# Unique coloration (coyote pic)



## CaptainNorthwood (Jan 3, 2006)

timberdoodle528 said:


> I'm sure he appreciates the new nickname
> _Posted via Mobile Device_


So many ways I could go with this one!!!! I'll play nice though.


----------



## Joe R. (Jan 9, 2002)

After looking at the coyote that was suspected of being snared I now believe it was a rope. No trama to the underside and no notceable snare mark on the leather. You can still see the distinct line in the fur though. Unless it was a ghetto yote that stashed its bling before being shot. :lol:

Joe


----------



## timberdoodle528 (Nov 25, 2003)

Thanks for the help again tonight Joe!
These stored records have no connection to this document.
PR #227, opened 2026-05-13
Instrument the Scratch Allocator and add stress testing of high-water mark

### LINKED ISSUE #224: Can we decrease memory usage of mul algorithms?
We are using 5s for Karatsuba and 6s for Toom-Cook. The former came from Boost.Multiprecision, the latter came from some back of the envelope numbers. Perhaps we can do better.

mborland:
Closes: #224


mborland:
Coverage fails due to the fact that we're not running the instrumented scratch allocator tests in CI

PR #229, opened 2026-05-14
Implement Toom-Cook 6.5

### LINKED ISSUE #228: Implement Toom 6'n'half
See: http://www.acsel-lab.com/arithmetic/arith20/papers/ARITH20_Bodrato.pdf

mborland:
Implements Toom-Cook 6.5, and adds more scientific tuning methods for our crossover points. Now these can be found in the perf/ folder. I've added a couple TODOs for myself to address repeated calls to the same function. This PR adds `shift_left_n` and `shift_right_n`, because they were super low hanging fruit and used quite a few in this function.

Closes: #228 

CC: @ckormanyos


include/beman/big_int/detail/mul_impl.hpp
```diff
@@ -1078,6 +1127,1101 @@ constexpr void multiply_toom_cook_4(const std::span<uint_multiprecision_t>
...
+    // Lambda capturing the elimination for one side (works on a, b, c, d, e where
+    // a=row-of-ones buffer, b/c=row-2/row-4 buffers, d=row-h buffer, e=row-q buffer).
+    // After return, a holds the middle coeff, b holds |d_inner| with returned sign_d_inner,
+    // c holds |d_outer| with returned sign_d_outer, d holds s_inner, e holds s_outer.
+    const auto solve_subsystem =
+        [&](std::span<uint_multiprecision_t> a_buf,
+            std::span<uint_multiprecision_t> b_buf,
+            std::span<uint_multiprecision_t> c_buf,
+            std::span<uint_multiprecision_t> d_buf,
+            std::span<uint_multiprecision_t> e_buf) constexpr noexcept -> std::pair<bool, bool> {
```
eisenwave: These parameters can be `const` I think.

eisenwave: Can we avoid `std::pair` in favor of a plain `struct` with two `bool`s for the two signs?

include/beman/big_int/detail/mul_impl.hpp
```diff
@@ -1078,6 +1127,1101 @@ constexpr void multiply_toom_cook_4(const std::span<uint_multiprecision_t>
...
+
+    // Pair (v4, vm4):  E_4 = (v4+vm4)/2;  D_4 = (v4-vm4)/8.
+    if (sign_vm4) {
+        subtract_unsigned_spans(v4, v4_view, vm4_view);
+    } else {
+        [[maybe_unused]] const bool carry_out = add_unsigned_spans(v4, v4_view, vm4_view);
+        BEMAN_BIG_INT_DEBUG_ASSERT(!carry_out);
+    }
+    {
+        [[maybe_unused]] const auto rem = shift_right_one(v4);
```
eisenwave: Is the `[[maybe_unused]]` even necessary? I thought that on release builds, it would expand into a `static_assert(requires {...})`, so the declaration still ends up being used.

include/beman/big_int/detail/mul_impl.hpp
```diff
@@ -1078,6 +1127,1101 @@ constexpr void multiply_toom_cook_4(const std::span<uint_multiprecision_t>
...
+    // -- Phase 1: symmetrize each pair. v_x <- E_x; vm_x <- D_x (with the
+    // /(2x) factor absorbed for integer-x points). Sign flags vanish after this. --
+
+    // Pair (v1, vm1):  E_1 = (v1+vm1)/2 = c0+c2+c4+c6+c8+c10;  D_1 = (v1-vm1)/2.
+    if (sign_vm1) {
+        subtract_unsigned_spans(v1, v1_view, vm1_view);
+    } else {
+        [[maybe_unused]] const bool carry_out = add_unsigned_spans(v1, v1_view, vm1_view);
+        BEMAN_BIG_INT_DEBUG_ASSERT(!carry_out);
+    }
```
eisenwave, line 1767: It seems like we are repeating this operation many times. Can we avoid the repetitiveness here?

include/beman/big_int/detail/mul_impl.hpp
```diff
@@ -1078,6 +1127,1101 @@ constexpr void multiply_toom_cook_4(const std::span<uint_multiprecision_t>
...
+    if (tmpa_size != 0 && tmpb_size != 0) {
+        multiply_toom_cook_6_5(vm1,
+                               std::span<const uint_multiprecision_t>{tmpa.data(), tmpa_size},
+                               std::span<const uint_multiprecision_t>{tmpb.data(), tmpb_size},
+                               scratch);
+    }
+
+    // ---- Evaluate at x = 2: tmpa = 32a5+16a4+8a3+4a2+2a1+a0 (Horner from a5);
+    //                         tmpb = 64b6+32b5+...+b0 (Horner from b6). ----
+    // TODO(mborland): Same thing, super repetitive calls can be handled better?
```
eisenwave, line 1349: A lot of the repetition may be avoided if there was an actual array for `a`, rather than separate variables. Then at least some of these blocks could be handled via small loop, though maybe not this one.

include/beman/big_int/detail/mul_impl.hpp
```diff
@@ -1078,6 +1127,1101 @@ constexpr void multiply_toom_cook_4(const std::span<uint_multiprecision_t>
...
+    std::ranges::copy(a5, tmpa.begin());
+    tmpa_size = a5.size();
+    tmpa_size = shift_left_one(tmpa, tmpa_size);
+    tmpa_size = add_into_tmp(tmpa, tmpa_size, a4);
```
eisenwave, line 1361: Perhaps it would already help to just fuse left-shifting and addition into a single operation using a helper lambda.

include/beman/big_int/detail/mul_impl.hpp
```diff
@@ -1112,10 +2256,19 @@ constexpr std::size_t multiply_dispatch(const std::span<uint_multiprecision_t>
         return multiply_single_limb(result, a, b[0]);
     }
 
-    // Use Toom-Cook 3 above its cutoff, Karatsuba above its cutoff, and schoolbook below.
+    // Choose algorithm to use based off the tuned cutoffs
     // Avoid these at compile time because the recursion depth could blow up consteval limits;
     // long multiplication works just fine in that case.
     if BEMAN_BIG_INT_IS_NOT_CONSTEVAL {
+        if (a.size() >= toom_cook_6_5_cutoff && b.size() >= toom_cook_6_5_cutoff) {
```
eisenwave: I haven't really paid attention to the dispatch mechanism before, and maybe I should have.

My main concern here is that you're making it go through every single unhappy case for two limbs first, but two limbs is probably more common than 2000 limbs.

It's fine if this PR piles more onto that problem, but in the long run, we want to flip the whole thing so that it checks if it should just do long multiplication first, without a critical path for that case where it goes through 8 extra size checks and 4 if statements.

eisenwave (changes requested):
Outstanding work. The performance measurements are very helpful.

I can't comment on the numeric details to be honest, this is beyond me, only one code structure.

ckormanyos:
Hi Matt I added the updated performance numbers directly to your branch

include/beman/big_int/detail/mul_impl.hpp
mborland: Seems fine without. Force of habit.

include/beman/big_int/detail/mul_impl.hpp
mborland: Marked as TODO for https://github.com/eisenwave/std-big-int/issues/231.

include/beman/big_int/detail/mul_impl.hpp
mborland: Added information to TODO and will explore as part of https://github.com/eisenwave/std-big-int/issues/231.

include/beman/big_int/detail/mul_impl.hpp
mborland: Added information to TODO and will explore as part of https://github.com/eisenwave/std-big-int/issues/231.

PR #232, opened 2026-05-15
Refactor the non-constexpr multiplication implementations into source files

### LINKED ISSUE #230: Move most of the multiplication algorithms out of the headers
We don't use anything besides school book during constant evaluation so we can shift the rest into their own source files.

mborland:
The lib is now compiled instead of header only so small updates to the CML have been made as well. The biggest change here is that the scratch allocator needed to be type erased so we can avoid the multiplication algorithms needing to be templated on the Allocator.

I hope these guys keep bringing me dogs. I'm getting lots of practice. I'm glad Matt didn't put up too much of a fight tonight about letting me have the fresh one, even though she was a stinker!!
_Posted via Mobile Device_


----------



## FREEPOP (Apr 11, 2002)

TD, those yotes under 30 or 35 lbs will skin a whole lot better than the ones closer to 40. Just my experience on that though, good job your work!!!!!!!!!!!! You go girl 

Edit: no disrespect, just stating an opiniion


----------